PR #1228, opened 2016-03-07
Seperate tests for schema validation

willium:
This doesn't really serve a purpose other than semantics, but I am debugging a breaking test and its nice to know which compilation is breaking. This asserts validation for both vl and the compiled vg.


domoritz:
That serves a good purpose. A very welcome change!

┄┄┄┄┄┄┄┄┄┄┄┄┄┄┄┄┄┄┄┄

* **What to produce**: Having gone through the data above, repeat it exactly.

* **Reply**:
PR #1228, opened 2016-03-07
Seperate tests for schema validation

willium:
This doesn't really serve a purpose other than semantics, but I am debugging a breaking test and its nice to know which compilation is breaking. This asserts validation for both vl and the compiled vg.


domoritz:
That serves a good purpose. A very welcome change!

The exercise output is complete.